▸ **Brief**
Would you retype every entry that follows without altering a word?

▸ **Dataset entries**

PR #195, opened 2026-06-20
fix(add): thread ReasoningEffort into ntm add (was silently dropped, like #188 for spawn)

code-of-kai:
## What

`ntm add <session> --cc=N:model:effort` parses the `:effort` segment into the `AgentSpec` but drops it before launch, so an "xhigh" pane added to a live session silently runs at the CLI default. This is the **same class** as the Claude `--effort` threading you reimplemented in `e250fd5a` (from #188) — but a **different code path**: that fix landed in `spawn.go`; `add.go` has its own render call and never got it.

## Root cause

▸ **Answer below**
PR #195, opened 2026-06-20
fix(add): thread ReasoningEffort into ntm add (was silently dropped, like #188 for spawn)

code-of-kai:
## What

`ntm add <session> --cc=N:model:effort` parses the `:effort` segment into the `AgentSpec` but drops it before launch, so an "xhigh" pane added to a live session silently runs at the CLI default. This is the **same class** as the Claude `--effort` threading you reimplemented in `e250fd5a` (from #188) — but a **different code path**: that fix landed in `spawn.go`; `add.go` has its own render call and never got it.

## Root cause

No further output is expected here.